WHAT YOU HAVE TO DO:
Output the records exactly, with no line skipped.

Dataset entries:
PR #208, opened 2023-08-08
Add filter expression for `Point` type

### LINKED ISSUE #198: Instance Filter Dialog: unique values editor is not working with point and navigation types

simasjar:
closes #198

### DIFF
--- a/packages/components/src/presentation-components/instance-filter-builder/InstanceFilterConverter.ts
+++ b/packages/components/src/presentation-components/instance-filter-builder/InstanceFilterConverter.ts
@@ -6,7 +6,7 @@
  * @module InstancesFilter
  */
 
-import { Primitives, PrimitiveValue } from "@itwin/appui-abstract";
+import { Primitives, PrimitiveValue, StandardTypeNames } from "@itwin/appui-abstract";
 import { isUnaryPropertyFilterOperator, PropertyFilterRuleGroupOperator, PropertyFilterRuleOperator } from "@itwin/components-react";
 import { IModelConnection } from "@itwin/core-frontend";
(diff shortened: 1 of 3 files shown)


packages/components/src/presentation-components/instance-filter-builder/InstanceFilterConverter.ts
```diff
@@ -122,6 +122,11 @@ function createComparison(propertyName: string, type: string, alias: string, ope
     case "number":
       valueExpression = value.toString();
       break;
+    case "object":
+      if (isPoint2d(value)) {
+        return createPointComparision(value, operatorExpression, propertyAccessor);
+      }
+      break;
```
saskliutas, line 129: I think this should be handled outside `switch` statement like `navigation` and `dateTime` properties.

saskliutas (changes requested):

packages/components/src/presentation-components/instance-filter-builder/InstanceFilterConverter.ts
simasjar: fixed

packages/components/src/presentation-components/instance-filter-builder/InstanceFilterConverter.ts
```diff
@@ -124,6 +124,12 @@ function createComparison(propertyName: string, type: string, alias: string, ope
       break;
   }
 
+  if (type === StandardTypeNames.Point2d || type === StandardTypeNames.Point3d) {
+    // istanbul ignore else
+    if (typeof value === "object" && isPoint2d(value)) {
```
saskliutas, line 129:
```suggestion
  if (type === StandardTypeNames.Point2d || type === StandardTypeNames.Point3d) {
    assert(isPoint2d(value)
```

saskliutas (approved):

Issue #212, opened 2023-08-10
Commit links in changelogs are incorrect


grigasp:
1. Open https://github.com/iTwin/presentation/blob/master/packages/components/CHANGELOG.md?plain=1
2. Notice all commit links within a single release are the same and seem to point to the last commit at the point of release.

PR #214, opened 2023-08-17
Fix changelogs

saskliutas:
Closes https://github.com/iTwin/presentation/issues/212

### DIFF
--- a/.github/workflows/ci.yml
+++ b/.github/workflows/ci.yml
@@ -32,7 +32,7 @@ jobs:
         run: pnpm install -w
 
       - name: Run check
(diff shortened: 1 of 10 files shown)


grigasp:
Can you please describe what was causing the changelogs to point to the same commit? Not checkouting the branch with full history?

saskliutas:
> Can you please describe what was causing the changelogs to point to the same commit? Not checkouting the branch with full history?

Yes workflow was checking out only top commit and that was used for all changes when generating changelog.

grigasp (approved):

OUTPUT:
PR #208, opened 2023-08-08
Add filter expression for `Point` type

### LINKED ISSUE #198: Instance Filter Dialog: unique values editor is not working with point and navigation types

simasjar:
closes #198

### DIFF
--- a/packages/components/src/presentation-components/instance-filter-builder/InstanceFilterConverter.ts
+++ b/packages/components/src/presentation-components/instance-filter-builder/InstanceFilterConverter.ts
@@ -6,7 +6,7 @@
  * @module InstancesFilter
  */
 
-import { Primitives, PrimitiveValue } from "@itwin/appui-abstract";
+import { Primitives, PrimitiveValue, StandardTypeNames } from "@itwin/appui-abstract";
 import { isUnaryPropertyFilterOperator, PropertyFilterRuleGroupOperator, PropertyFilterRuleOperator } from "@itwin/components-react";
 import { IModelConnection } from "@itwin/core-frontend";
(diff shortened: 1 of 3 files shown)


packages/components/src/presentation-components/instance-filter-builder/InstanceFilterConverter.ts
```diff
@@ -122,6 +122,11 @@ function createComparison(propertyName: string, type: string, alias: string, ope
     case "number":
       valueExpression = value.toString();
       break;
+    case "object":
+      if (isPoint2d(value)) {
+        return createPointComparision(value, operatorExpression, propertyAccessor);
+      }
+      break;
```
saskliutas, line 129: I think this should be handled outside `switch` statement like `navigation` and `dateTime` properties.

saskliutas (changes requested):

packages/components/src/presentation-components/instance-filter-builder/InstanceFilterConverter.ts
simasjar: fixed

packages/components/src/presentation-components/instance-filter-builder/InstanceFilterConverter.ts
```diff
@@ -124,6 +124,12 @@ function createComparison(propertyName: string, type: string, alias: string, ope
       break;
   }
 
+  if (type === StandardTypeNames.Point2d || type === StandardTypeNames.Point3d) {
+    // istanbul ignore else
+    if (typeof value === "object" && isPoint2d(value)) {
```
saskliutas, line 129:
```suggestion
  if (type === StandardTypeNames.Point2d || type === StandardTypeNames.Point3d) {
    assert(isPoint2d(value)
```

saskliutas (approved):

Issue #212, opened 2023-08-10
Commit links in changelogs are incorrect


grigasp:
1. Open https://github.com/iTwin/presentation/blob/master/packages/components/CHANGELOG.md?plain=1
2. Notice all commit links within a single release are the same and seem to point to the last commit at the point of release.

PR #214, opened 2023-08-17
Fix changelogs

saskliutas:
Closes https://github.com/iTwin/presentation/issues/212

### DIFF
--- a/.github/workflows/ci.yml
+++ b/.github/workflows/ci.yml
@@ -32,7 +32,7 @@ jobs:
         run: pnpm install -w
 
       - name: Run check
(diff shortened: 1 of 10 files shown)


grigasp:
Can you please describe what was causing the changelogs to point to the same commit? Not checkouting the branch with full history?

saskliutas:
> Can you please describe what was causing the changelogs to point to the same commit? Not checkouting the branch with full history?

Yes workflow was checking out only top commit and that was used for all changes when generating changelog.

grigasp (approved):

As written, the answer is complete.